ASSIGNMENT:
In the entries below, which lines run from the one containing "For example, the" to the one containing "fix_trt_dynamic_shape_ernie unit test"? Copy exactly those lines, ends included, and no others.
·····
PR #35787, opened 2021-09-16
fix the memory leak for the static.auc operators

wawltor:
### PR types
Bug fixes 

### PR changes
OPs

### Describe
fix the memory leak for the static.auc


joey12300 (approved):
LGTM

PR #35791, opened 2021-09-16
add the shape check for the matmul

wawltor:
### PR types
Function optimization 

### PR changes
OPs 

### Describe
add the shape check for the matmul


joey12300 (approved):
LGTM

PR #35793, opened 2021-09-16
Initial support lazy launch for auto-parallel

bliu3650:
### PR types
New features

### PR changes
Others

### Describe
Lazy launch for starting un-balanced subprocesses on each node. This feature is required for auto parallel scenario which will split the user task automatically and dispatch sub-task to distributed nodes/ranks. Partial ranks of some nodes will be chosen to execute the related sub-tasks.
This PR is a customized implementation on distributed.launch and is in experimental.


python/paddle/distributed/fleet/launch_utils.py
```diff
@@ -798,6 +799,94 @@ def cloud_ps_heter_env_set(args):
...
+    node_rank = node_ips.index(node_ip)
+
+    assert args.ranks is not None, \
+        "ranks should be provided when enable_rank_mapping is set."
+    node_mapping_ranks_tmp = [x.strip() for x in args.ranks.split(';')]
+    node_mapping_ranks = []
+    gpus_num = fluid.core.get_cuda_device_count()
+    for s in node_mapping_ranks_tmp:
+        ranks_in_node = [int(x.strip()) for x in s.split(',')]
+        assert len(ranks_in_node) <= gpus_num, \
```
bliu3650: 只需要检查传递给当前 node 的 ranks 数与当前 node 的物理卡数。
assert len(node_mapping_ranks[node_rank]) <= gpus_num

python/paddle/distributed/fleet/launch_utils.py
```diff
@@ -798,6 +800,97 @@ def cloud_ps_heter_env_set(args):
...
+                 "node_rank:{} node_mapping_ranks:{}".format(
+                     node_ips, node_ip, node_rank, node_mapping_ranks[
+                         node_rank]))
+
+    # NOTE: there are different number of global mapped ranks on each node.
+    trainer_endpoints = []
+    for ip in node_ips:
+        node_rank = node_ips.index(ip)
+        free_ports = None
+        if not cloud_utils.use_paddlecloud() and len(
```
bliu3650: This if branch reused previous get_cluster_from_args implementation, and it's used for finding free port for local single node mode when there was no START_PORT provided. Seems good.

python/paddle/distributed/fleet/launch.py
```diff
@@ -157,6 +157,20 @@ def _parse_args():
         type=str,
         default="127.0.0.1",
         help="Paddle cluster nodes ips, such as 192.168.0.16,192.168.0.17..")
+    collective_group.add_argument(
+        "--ranks_mapped",
```
aoyulong: Please rename `ranks_mapped` to `rank_mapping`.

python/paddle/distributed/fleet/launch.py
```diff
@@ -157,6 +157,20 @@ def _parse_args():
...
+        type=str,
```
aoyulong: I think it is better to store the `rank_mapping` in a json file since this mapping may be very long. Another benefit of using a standard file format is that user can directly give the rank_mapping instead of using our auto mapping function. Our implementation should be compatible with this requirement.

python/paddle/distributed/fleet/launch.py
```diff
@@ -157,6 +157,20 @@ def _parse_args():
...
+        default="",
+        help="This mapped ranks information is used specifically for "
+        "lazy launch for auto parallel. Some of the ranks in each node "
+        "may not be used, and the indices of rank should be kept the same "
+        "as the indices of sub-task splited by auto parallel. "
+        "Paddle cluster nodes-ranks mapping example, such as 0,1;4,5,6;3,7..")
+    collective_group.add_argument(
+        "--enable_rank_mapping",
```
aoyulong: Please rename `enable_rank_mapping` to `enable_auto_mapping`.

python/paddle/distributed/fleet/launch_utils.py
```diff
@@ -798,6 +800,97 @@ def cloud_ps_heter_env_set(args):
...
+        pod.device_mode = device_mode
+        cur_node_endpoints = trainer_endpoints[node_rank]
+
+        # choose rank from global mapped ranks and set it to the trainer.
+        ranks_per_node = node_mapping_ranks[node_rank]
+        for i in range(len(ranks_per_node)):
+            trainer = Trainer()
+            # change global rank(mapped) to relative rank within each node.
+            # e.g. mapped ranks of node: 3,4,7 -> 0,1,2
+            relative_rank = ranks_per_node.index(ranks_per_node[i])
```
aoyulong: Please rename ` relative_rank` to `local_rank`.

python/paddle/distributed/fleet/launch_utils.py
```diff
@@ -798,6 +800,97 @@ def cloud_ps_heter_env_set(args):
...
+        "ranks_mapped should be provided when enable_rank_mapping is set."
+    # for example: 0,1;4,5,6;3,7 -> [[0,1], [4,5,6], [3,7]]
+    node_mapping_ranks_tmp = [x.strip() for x in args.ranks_mapped.split(';')]
+    node_mapping_ranks = []
+    for s in node_mapping_ranks_tmp:
+        ranks_in_node = [int(x.strip()) for x in s.split(',')]
+        node_mapping_ranks.append(ranks_in_node)
+
+    assert len(node_mapping_ranks[node_rank]) <= gpus_num, \
+        "number of ranks mapped to one node should not exceed the max."
```
aoyulong: Change `exceed the max` to `exceed the number of the available GPUs.`

python/paddle/fluid/tests/unittests/test_fleet_launch_mapped_ranks.sh
```diff
@@ -0,0 +1,52 @@
+#!/bin/bash
```
aoyulong: Please rename `test_fleet_launch_mapped_ranks.sh` to `test_fleet_launch_rank_mapping.sh`.

python/paddle/distributed/fleet/launch.py
```diff
@@ -243,16 +257,19 @@ def launch_collective(args):
...
-    elif device_mode == DeviceMode.ASCEND_NPU:
-        # for ascend
+    # for ascend
+    if device_mode == DeviceMode.ASCEND_NPU:
         cluster, pod = ascend_utils.get_cloud_cluster(
             rank_table_file=os.getenv("RANK_TABLE_FILE", None),
             device_mode=device_mode,
             start_port=start_port)
+    # lazy launch for auto-parallel
+    elif args.enable_rank_mapping == True:
```
aoyulong: It is better to move this new branch to the last second one instead of in the middle of this if-else statement. If I understand right, the enable_rank_mapping does not distinguish local or cloud server.

python/paddle/distributed/fleet/launch.py
bliu3650: Agree. And changed it to rank_mapping_file, as the input in json format is better.

python/paddle/distributed/fleet/launch.py
bliu3650: Agree and done.

python/paddle/distributed/fleet/launch.py
bliu3650: Yes. This `elif args.enable_rank_mapping == True:` branch is shared with both the local and paddlecloud environment, so put it here. And the reason for not separating them is that this lazy launch (temporary solution) need additional step to collect the ip-ranks mapping information which should be provided by users or calculated automatically by preceding logic (which might be something like placement). Of course, when the environment on the paddlecloud can prepare this rank mapping information, this lazy launch process can add logic to get cluster from paddlecloud automatically then.

bliu3650:
Use https://github.com/PaddlePaddle/Paddle/pull/36570 instead which corrected the author's address email.

PR #35887, opened 2021-09-20
Add quant2 int8 lstm model test

wozna:
### PR types

New features
### PR changes

Others 
### Describe

This PR:
- adds a test with quant-aware training lstm model
- disable the function `self._update_relu_output_scales`. It causes nondeterministic quantization behaviour because it converts the quantization data range to uint8 when all scales were calculated for int8.
- refactors `save_quant_model`, so that you can call the graph transform function from the unit test


jczaja (approved):
LGTM

lidanqing-vv (approved):
LGTM

PR #38047, opened 2021-12-10
move  distribution.py into  distribution package for better scalability

cxxly:
### PR types

Others
### PR changes

Others
### Describe

We plan to develop probability distribution package,  which will add 25 New APIs and corresponding operators.  Currently, paddle organizes all distributions in one file `python/paddle/distribution.py`.  It's difficultly to  extend this file for adding New API.  So we make new a distribution package `python/paddle/distribution`,  move `distribution.py` into  it,  and split it into more simple files.

This modification don't change the path of current api，so users and developer are not affected. 
For example, the follow sample code can normally run before and after this modification.
```python3
import paddle
from paddle.distribution import Normal

# Define a single scalar Normal distribution.
dist = Normal(loc=0., scale=3.)
# Define a batch of two scalar valued Normals.
# The first has mean 1 and standard deviation 11, the second 2 and 22.
dist = Normal(loc=[1., 2.], scale=[11., 22.])
# Get 3 samples, returning a 3 x 2 tensor.
print(dist.sample([3]))
```


iclementine (approved):
LGTM

jeff41404 (approved):
lgtm

raindrops2sea (approved):

XiaoguangHu01 (approved):
LGTM

PR #38056, opened 2021-12-10
[Paddle-TRT] Fix trt dynamic shape ernie unit test on V100

zlsh80826:
### PR types

Bug fixes

### PR changes

Others

### Describe

fix_trt_dynamic_shape_ernie unit test is failed on V100 + tensorrt8
This PR patches two things:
·····
RESULT OF THE EXERCISE:
For example, the follow sample code can normally run before and after this modification.
```python3
import paddle
from paddle.distribution import Normal

# Define a single scalar Normal distribution.
dist = Normal(loc=0., scale=3.)
# Define a batch of two scalar valued Normals.
# The first has mean 1 and standard deviation 11, the second 2 and 22.
dist = Normal(loc=[1., 2.], scale=[11., 22.])
# Get 3 samples, returning a 3 x 2 tensor.
print(dist.sample([3]))
```


iclementine (approved):
LGTM

jeff41404 (approved):
lgtm

raindrops2sea (approved):

XiaoguangHu01 (approved):
LGTM

PR #38056, opened 2021-12-10
[Paddle-TRT] Fix trt dynamic shape ernie unit test on V100

zlsh80826:
### PR types

Bug fixes

### PR changes

Others

### Describe

fix_trt_dynamic_shape_ernie unit test is failed on V100 + tensorrt8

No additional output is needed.